* _WHAT IS NEEDED_
Each line below should be reproduced without any alteration.

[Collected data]

PR #7910, opened 2022-09-19
Add (typeof window === 'undefined') check for trustedType

### LINKED ISSUE #7904: [ReferenceError] "ReferenceError: window is not defined" on adaptivecards@2.11.0
### Target Platforms

NodeJS

### SDK Version

2.11.0

### Application Name

Node console app

### Problem Description

My project is a node backend app using `adaptivecards` to parse/render/verify card content on server side.
It was using `adaptivecards@2.10.0` and everything worked well. After switching to the latest `adaptivecards@2.11.0`, it throws **ReferenceError: window is not defined** on `require("adaptivecards")`.

ReferenceError: window is not defined
    at Object.<anonymous> (...\node_modules\adaptivecards\lib\utils.js:149:26)
    at Module._compile (node:internal/modules/cjs/loader:1105:14)
    at Object.Module._extensions..js (node:internal/modules/cjs/loader:1159:10)
    at Module.load (node:internal/modules/cjs/loader:981:32)
    at Function.Module._load (node:internal/modules/cjs/loader:822:12)
    at Module.require (node:internal/modules/cjs/loader:1005:19)
    at require (node:internal/modules/cjs/helpers:102:18)
    at Object.<anonymous> (...\node_modules\adaptivecards\lib\adaptivecards.js:22:14)
    at Module._compile (node:internal/modules/cjs/loader:1105:14)
    at Object.Module._extensions..js (node:internal/modules/cjs/loader:1159:10)

### Screenshots

image

### Card JSON

```JSON
{
  "type": "AdaptiveCard",
  "version": "1.4",
  "body": [
  ]
}
```

### Sample Code Language

javascript

### Sample Code

const { AdaptiveCard } = require("adaptivecards");  // error occurs at this line

const card = require("./card.json");
const ac = new AdaptiveCard();
ac.parse(card);

licanhua:
Fix #7904 
1. add (typeof window === 'undefined') for everywhere use trustedTypes
2. make unit test to use node environment instead of jsdom which will not have window object
3. bump up version with `npx lerna version --force-publish --no-push --no-git-tag-version` to make min version change

###### Microsoft Reviewers: [Open in CodeFlow](https://portal.fabricbot.ms/api/codeflow?pullrequest=https://github.com/microsoft/AdaptiveCards/pull/7910)

### DIFF
--- a/source/nodejs/adaptivecards-react/src/adaptive-card.tsx
+++ b/source/nodejs/adaptivecards-react/src/adaptive-card.tsx
@@ -124,7 +124,7 @@ export const AdaptiveCard = ({
         try {
             card.parse(payload);
             const result = card.render() as HTMLElement;
-            const trustedHtml = window.trustedTypes?.emptyHTML ?? "";
+            const trustedHtml = (typeof window === 'undefined') ? "" : (window.trustedTypes?.emptyHTML ?? "");
             targetRef.current.innerHTML = trustedHtml as string;
             targetRef.current.appendChild(result);
         } catch (cardRenderError) {
--- a/source/nodejs/adaptivecards/src/utils.ts
+++ b/source/nodejs/adaptivecards/src/utils.ts
@@ -190,7 +190,7 @@ export function truncateText(element: HTMLElement, maxHeight: number, lineHeight
  * TextBlock.truncateIfSupported}), but had a bug where it might actually pass through an element
  * for which innerHTML yielded actual HTML (since fixed).
  */
-const ttDeprecatedPolicy = (typeof window === 'undefined') ? null : window.trustedTypes?.createPolicy("adaptivecards#deprecatedExportedFunctionPolicy", {
+const ttDeprecatedPolicy = window.trustedTypes?.createPolicy("adaptivecards#deprecatedExportedFunctionPolicy", {
     createHTML: (value) => value
 });
 
--- a/source/nodejs/adaptivecards/src/utils.ts
+++ b/source/nodejs/adaptivecards/src/utils.ts
@@ -190,7 +190,7 @@ export function truncateText(element: HTMLElement, maxHeight: number, lineHeight
  * TextBlock.truncateIfSupported}), but had a bug where it might actually pass through an element
  * for which innerHTML yielded actual HTML (since fixed).
  */
-const ttDeprecatedPolicy = window.trustedTypes?.createPolicy("adaptivecards#deprecatedExportedFunctionPolicy", {
+const ttDeprecatedPolicy = (typeof window === 'undefined') ? undefined : window.trustedTypes?.createPolicy("adaptivecards#deprecatedExportedFunctionPolicy", {
     createHTML: (value) => value
 });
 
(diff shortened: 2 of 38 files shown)


source/nodejs/adaptivecards/src/utils.ts
```diff
@@ -190,7 +190,7 @@ export function truncateText(element: HTMLElement, maxHeight: number, lineHeight
  * TextBlock.truncateIfSupported}), but had a bug where it might actually pass through an element
  * for which innerHTML yielded actual HTML (since fixed).
  */
-const ttDeprecatedPolicy = window.trustedTypes?.createPolicy("adaptivecards#deprecatedExportedFunctionPolicy", {
+const ttDeprecatedPolicy = (typeof window === 'undefined') ? undefined : window.trustedTypes?.createPolicy("adaptivecards#deprecatedExportedFunctionPolicy", {
```
tosmolka, line 193: @licanhua , would it be possible to create `deprecatedExportedFunctionPolicy` before first use? Say host never uses `truncate` method. Now it still needs to allow it in trusted-types directive so that call `.createPolicy()` does not fail. 

I would prefer if policies were only created when they are needed and used. The same should be also true for other TT policies, I did not check those.

licanhua: what's your concern, performance? I think the impact is ignorable. 

If you are worried about that "window is undefined" when you import Adaptivecards, then a window object is added. I don't think it's a real use case.

I prefer to keep it simple at the beginning. otherwise, a new function should be added, and
I need to have ttDeprecatedPolicy to be undefined | null, then undefined means not initialized, and null means trusted-types are not supported.

```
let ttDeprecatedPolicy = undefined | null | PolicyType

function GetPolicy()
{
    if (ttDeprecatedPolicy === undefined) {
       ttDeprecatedPolicy  = null;
       if (typeof window == ....
   } 
}
```

source/nodejs/adaptivecards-react/src/adaptive-card.tsx
```diff
@@ -124,7 +124,7 @@ export const AdaptiveCard = ({
         try {
             card.parse(payload);
             const result = card.render() as HTMLElement;
-            const trustedHtml = window.trustedTypes?.emptyHTML ?? "";
+            const trustedHtml = (typeof window === 'undefined') ? "" : (window.trustedTypes?.emptyHTML ?? "");
```
paulcam206, line 127: any reason we can't do this (as you had originally fixed it)?

```suggestion
            const trustedHtml = window?.trustedTypes?.emptyHTML ?? "");
```

paulcam206 (approved):
approved, but please do consider my one comment :)

source/nodejs/adaptivecards-react/src/adaptive-card.tsx
licanhua: `window?` doesn't work, it throws exception. have to use typeof

image

licanhua: but `?` works fine in an existing object. For example, 
image

window is on the toplevel, and `?` doesn't work

source/nodejs/adaptivecards/src/utils.ts
tosmolka: @licanhua , my concern is that users of AC SDK now need to change `trusted-types` directive in their CSPs and allow `adaptivecards#deprecatedExportedFunctionPolicy` even when they are not using it. This goes against best practices to allow only policies that are needed.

* _WRITTEN ANSWER_
PR #7910, opened 2022-09-19
Add (typeof window === 'undefined') check for trustedType

### LINKED ISSUE #7904: [ReferenceError] "ReferenceError: window is not defined" on adaptivecards@2.11.0
### Target Platforms

NodeJS

### SDK Version

2.11.0

### Application Name

Node console app

### Problem Description

My project is a node backend app using `adaptivecards` to parse/render/verify card content on server side.
It was using `adaptivecards@2.10.0` and everything worked well. After switching to the latest `adaptivecards@2.11.0`, it throws **ReferenceError: window is not defined** on `require("adaptivecards")`.

ReferenceError: window is not defined
    at Object.<anonymous> (...\node_modules\adaptivecards\lib\utils.js:149:26)
    at Module._compile (node:internal/modules/cjs/loader:1105:14)
    at Object.Module._extensions..js (node:internal/modules/cjs/loader:1159:10)
    at Module.load (node:internal/modules/cjs/loader:981:32)
    at Function.Module._load (node:internal/modules/cjs/loader:822:12)
    at Module.require (node:internal/modules/cjs/loader:1005:19)
    at require (node:internal/modules/cjs/helpers:102:18)
    at Object.<anonymous> (...\node_modules\adaptivecards\lib\adaptivecards.js:22:14)
    at Module._compile (node:internal/modules/cjs/loader:1105:14)
    at Object.Module._extensions..js (node:internal/modules/cjs/loader:1159:10)

### Screenshots

image

### Card JSON

```JSON
{
  "type": "AdaptiveCard",
  "version": "1.4",
  "body": [
  ]
}
```

### Sample Code Language

javascript

### Sample Code

const { AdaptiveCard } = require("adaptivecards");  // error occurs at this line

const card = require("./card.json");
const ac = new AdaptiveCard();
ac.parse(card);

licanhua:
Fix #7904 
1. add (typeof window === 'undefined') for everywhere use trustedTypes
2. make unit test to use node environment instead of jsdom which will not have window object
3. bump up version with `npx lerna version --force-publish --no-push --no-git-tag-version` to make min version change

###### Microsoft Reviewers: [Open in CodeFlow](https://portal.fabricbot.ms/api/codeflow?pullrequest=https://github.com/microsoft/AdaptiveCards/pull/7910)

### DIFF
--- a/source/nodejs/adaptivecards-react/src/adaptive-card.tsx
+++ b/source/nodejs/adaptivecards-react/src/adaptive-card.tsx
@@ -124,7 +124,7 @@ export const AdaptiveCard = ({
         try {
             card.parse(payload);
             const result = card.render() as HTMLElement;
-            const trustedHtml = window.trustedTypes?.emptyHTML ?? "";
+            const trustedHtml = (typeof window === 'undefined') ? "" : (window.trustedTypes?.emptyHTML ?? "");
             targetRef.current.innerHTML = trustedHtml as string;
             targetRef.current.appendChild(result);
         } catch (cardRenderError) {
--- a/source/nodejs/adaptivecards/src/utils.ts
+++ b/source/nodejs/adaptivecards/src/utils.ts
@@ -190,7 +190,7 @@ export function truncateText(element: HTMLElement, maxHeight: number, lineHeight
  * TextBlock.truncateIfSupported}), but had a bug where it might actually pass through an element
  * for which innerHTML yielded actual HTML (since fixed).
  */
-const ttDeprecatedPolicy = (typeof window === 'undefined') ? null : window.trustedTypes?.createPolicy("adaptivecards#deprecatedExportedFunctionPolicy", {
+const ttDeprecatedPolicy = window.trustedTypes?.createPolicy("adaptivecards#deprecatedExportedFunctionPolicy", {
     createHTML: (value) => value
 });
 
--- a/source/nodejs/adaptivecards/src/utils.ts
+++ b/source/nodejs/adaptivecards/src/utils.ts
@@ -190,7 +190,7 @@ export function truncateText(element: HTMLElement, maxHeight: number, lineHeight
  * TextBlock.truncateIfSupported}), but had a bug where it might actually pass through an element
  * for which innerHTML yielded actual HTML (since fixed).
  */
-const ttDeprecatedPolicy = window.trustedTypes?.createPolicy("adaptivecards#deprecatedExportedFunctionPolicy", {
+const ttDeprecatedPolicy = (typeof window === 'undefined') ? undefined : window.trustedTypes?.createPolicy("adaptivecards#deprecatedExportedFunctionPolicy", {
     createHTML: (value) => value
 });
 
(diff shortened: 2 of 38 files shown)


source/nodejs/adaptivecards/src/utils.ts
```diff
@@ -190,7 +190,7 @@ export function truncateText(element: HTMLElement, maxHeight: number, lineHeight
  * TextBlock.truncateIfSupported}), but had a bug where it might actually pass through an element
  * for which innerHTML yielded actual HTML (since fixed).
  */
-const ttDeprecatedPolicy = window.trustedTypes?.createPolicy("adaptivecards#deprecatedExportedFunctionPolicy", {
+const ttDeprecatedPolicy = (typeof window === 'undefined') ? undefined : window.trustedTypes?.createPolicy("adaptivecards#deprecatedExportedFunctionPolicy", {
```
tosmolka, line 193: @licanhua , would it be possible to create `deprecatedExportedFunctionPolicy` before first use? Say host never uses `truncate` method. Now it still needs to allow it in trusted-types directive so that call `.createPolicy()` does not fail. 

I would prefer if policies were only created when they are needed and used. The same should be also true for other TT policies, I did not check those.

licanhua: what's your concern, performance? I think the impact is ignorable. 

If you are worried about that "window is undefined" when you import Adaptivecards, then a window object is added. I don't think it's a real use case.

I prefer to keep it simple at the beginning. otherwise, a new function should be added, and
I need to have ttDeprecatedPolicy to be undefined | null, then undefined means not initialized, and null means trusted-types are not supported.

```
let ttDeprecatedPolicy = undefined | null | PolicyType

function GetPolicy()
{
    if (ttDeprecatedPolicy === undefined) {
       ttDeprecatedPolicy  = null;
       if (typeof window == ....
   } 
}
```

source/nodejs/adaptivecards-react/src/adaptive-card.tsx
```diff
@@ -124,7 +124,7 @@ export const AdaptiveCard = ({
         try {
             card.parse(payload);
             const result = card.render() as HTMLElement;
-            const trustedHtml = window.trustedTypes?.emptyHTML ?? "";
+            const trustedHtml = (typeof window === 'undefined') ? "" : (window.trustedTypes?.emptyHTML ?? "");
```
paulcam206, line 127: any reason we can't do this (as you had originally fixed it)?

```suggestion
            const trustedHtml = window?.trustedTypes?.emptyHTML ?? "");
```

paulcam206 (approved):
approved, but please do consider my one comment :)

source/nodejs/adaptivecards-react/src/adaptive-card.tsx
licanhua: `window?` doesn't work, it throws exception. have to use typeof

image

licanhua: but `?` works fine in an existing object. For example, 
image

window is on the toplevel, and `?` doesn't work

source/nodejs/adaptivecards/src/utils.ts
tosmolka: @licanhua , my concern is that users of AC SDK now need to change `trusted-types` directive in their CSPs and allow `adaptivecards#deprecatedExportedFunctionPolicy` even when they are not using it. This goes against best practices to allow only policies that are needed.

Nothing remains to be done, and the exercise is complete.